SECTION 16 (A) BENEFICIAL OWNERSHIP REPORTING COMPLIANCE
 
     Under Section 16(a) of the Securities Exchange Act of 1934, directors and
executive officers of the Company are required to file reports with the
Securities and Exchange Commission and with the Company of their beneficial
ownership and changes in ownership of Common Stock.
 
     Based solely on a review of the forms that were filed with it and
representations of the directors and executive officers, the Company believes
that all required forms were timely filed for the year 1996 and for prior years,
with the exception of the untimely filing of a Form 4 Report for John T. Percy,
Jr., an executive officer, disclosing the transfer by gift of shares to his
wife.
 
RELATIONSHIP WITH INDEPENDENT PUBLIC ACCOUNTANTS
 
     The accounting firm of KPMG Peat Marwick has been selected to audit the
consolidated financial statements of the Company for 1997. Representatives of
such accounting firm are expected to be present at the Annual Meeting of
Shareholders, will have the opportunity to make a statement if they desire to do
so and will be available to respond to appropriate questions.
 
INFORMATION RELATING TO SHAREHOLDER PROPOSALS
 
     In the event shareholders of the Company intend to make any proposals to be
presented at the next annual meeting of shareholders of the Company to be held
in May, 1998 (or such date as shall be designated by the Board), such proposals
must be received at the Company's principal executive offices at 1021 E. Cary
Street, Post Office Box 27602, Richmond, Virginia, 23261-7602, Attn: William N.

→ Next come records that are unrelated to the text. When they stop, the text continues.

PR #530, opened 2022-09-02
feat: error reporting callback

### LINKED ISSUE #524: Add way to report errors "upstream" when used as component
With the component refactor in Desktop, we track errors using Sentry on top-level. This unfortunately might not work as good, because we might not catch the errors that were originally caught by the Sentry's ErrorBound that was removed in #520. We could create a callback that could be passed as the Dashboard's App component's prop that would get called when this errors are caught here: https://github.com/ethersphere/bee-dashboard/blob/0260df61de0619202a819b79820cfbef6e3757ae/src/components/ErrorBoundary.tsx

AuHau:
Closes #524 

Using `refactor/removal-env-variables` branch as a base only for better readability.

### DIFF
--- a/src/App.tsx
+++ b/src/App.tsx
@@ -22,9 +22,17 @@ interface Props {
   lockedApiSettings?: boolean
   isDesktop?: boolean
   desktopUrl?: string
+  errorReporting?: (err: Error) => void
 }
 
-const App = ({ beeApiUrl, beeDebugApiUrl, lockedApiSettings, isDesktop, desktopUrl }: Props): ReactElement => {
+const App = ({
+  beeApiUrl,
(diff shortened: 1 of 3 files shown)


bee-worker:
## 🐝 PR preview in Swarm

**Preview URL:** https://bah5acgzaocdvl27qgqwh64cta3v6szase3e7v2dewr6owx3mti6jo2h4it4q.bzz.link
**Swarm Hash:** `708755ebf0342c7f705306ebe9641226c9fae864b47ceb5f6c9a3c9768fc44f9`
**Commit Hash:** 8a322573c4e64795267b5c1e171aa310ea286c5e
**Commit Message:** feat: error reporting callback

Stoyko, Secretary, not less than 120 days prior to March 31, 1998 in order for
such proposals to be included in the Company's proxy statement and form of proxy
relating to such meeting.
 
OTHER MATTERS
 
     Management has no knowledge of any other matters which may come before the
Meeting and does not itself intend to present any such other matters. However,
if any such matters shall properly come before the Meeting or any adjournment
thereof, the persons named as proxies will have discretionary authority to vote
those shares represented by the accompanying proxy in accordance with their own
best judgment.
 
                                           By Order of the Board of Directors,
                                                    WILLIAM N. STOYKO
                                                        SECRETARY
 
March 31, 1997
 
                                       17
 
<PAGE>
                          CENTRAL FIDELITY BANKS, INC.

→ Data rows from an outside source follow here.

PR #588, opened 2022-11-15
feat: add prerequisite checks before swap

Cafe137:


bee-worker:
## 🐝 PR preview in Swarm

**Preview URL:** https://bah5acgzavdazz3sszpxytc7u73octjz22mb6srti5owqn4vq6w45j5fzcqia.bzz.link
**Swarm Hash:** `a8c19cee52cbef898bf4fedc29a73ad303e94668ebad06f2b0f5b9d4f4b91410`
**Commit Hash:** 1d32c6618756a181cca3851ef4f7c4ecf275c7fe
**Commit Message:** feat: add prerequisite checks before swap

src/pages/top-up/Swap.tsx
```diff
@@ -127,6 +134,27 @@ export function Swap({ header }: Props): ReactElement {
     }
   }
 
+  async function performSwapWithChecks(daiToSwap: DaiToken) {
```
AuHau, line 137: Sooo I am not really content with how the error handling is done. I would suggest removing all the `enqueueSnackbar` cases here and leaving it to the top-level `try/catch` in the `onSwap()` function to do the error presentation.

I would also suggest creating a custom Error something like `SwapError` that would have a property  `snackMessage` or similar, where the custom error messages would be placed.

Then I would suggest a helper function called something like `wrapErrorWithMessage<T>(promise: Promise<T>, errorMessage: string): Promise<T>` that would catch an error and would wrap it with the `SwapError` with your snack message and rethrow. In this way, you avoid the `.catch()` handling.

src/pages/top-up/Swap.tsx
```diff
@@ -127,6 +134,27 @@ export function Swap({ header }: Props): ReactElement {
...
+    const desktopConfiguration = await getDesktopConfiguration(desktopUrl).catch(error => {
+      enqueueSnackbar('Unable to reach Desktop API. Is Swarm Desktop running?', { variant: 'error' })
+      throw error
+    })
+
+    if (!desktopConfiguration['swap-endpoint']) {
+      const message = 'Swap endpoint not configured in Swarm Desktop'
+      enqueueSnackbar(message, { variant: 'error' })
+      throw Error(message)
```
AuHau, line 146: Here you would simply throw `SwapError`

AuHau (commented):
Good idea for consolidating the desktop configuration into `desktop.ts`! That said, I would prefer better-structured error handling in the `onSwap()`. My suggestion is below.

src/pages/top-up/Swap.tsx
Cafe137: OK I generally agree, what I want to achieve here is to have the full raw error logged to console, and a nicer and clear error message on the screen. I'll implement both with your approach.

AuHau: Nice 👍

src/pages/top-up/Swap.tsx
```diff
@@ -135,16 +162,23 @@ export function Swap({ header }: Props): ReactElement {
...
-      console.error(error) // eslint-disable-line
-      enqueueSnackbar(`Failed to swap: ${error}`, { variant: 'error' })
+      if (isSwapError(error)) {
+        enqueueSnackbar(error.snackbarMessage, { variant: 'error' })
+
+        if (error.originalError) {
+          console.error(error.originalError) // eslint-disable-line
+        }
+      } else {
+        console.error(error) // eslint-disable-line
```
AuHau, line 180: I would still show some snackbar even if it is not `SwapError`. It could be either a generic one something like "Ups, something went wrong", or you could add the `error.message`... 
Generally, it is a bad idea to have a case where you swallow an error without letting the user know (and IMHO `console.error` is not "letting the user know") especially if he expects some action...

AuHau (changes requested):
Generally big improvement! But still one more issue ;-)

src/pages/top-up/Swap.tsx
Cafe137: Yup, totally missed this case, thanks

AuHau (approved):
LGTM 👍 Thanks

                 1021 E. CARY STREET, RICHMOND, VIRGINIA 23219
                    PROXY FOR ANNUAL MEETING OF SHAREHOLDERS
          THIS PROXY IS SOLICITED ON BEHALF OF THE BOARD OF DIRECTORS

    The undersigned, revoking any proxy heretofore given, hereby appoints Lewis
N. Miller, Jr., Jay O. Livingston and William H. Schwarzschild, III, or any of
them (with full power to act in the absence of the others, the act of a majority
of those present to be controlling, each with full power of substitution) as
Proxies to vote all the shares of Common Stock of Central Fidelity Banks, Inc.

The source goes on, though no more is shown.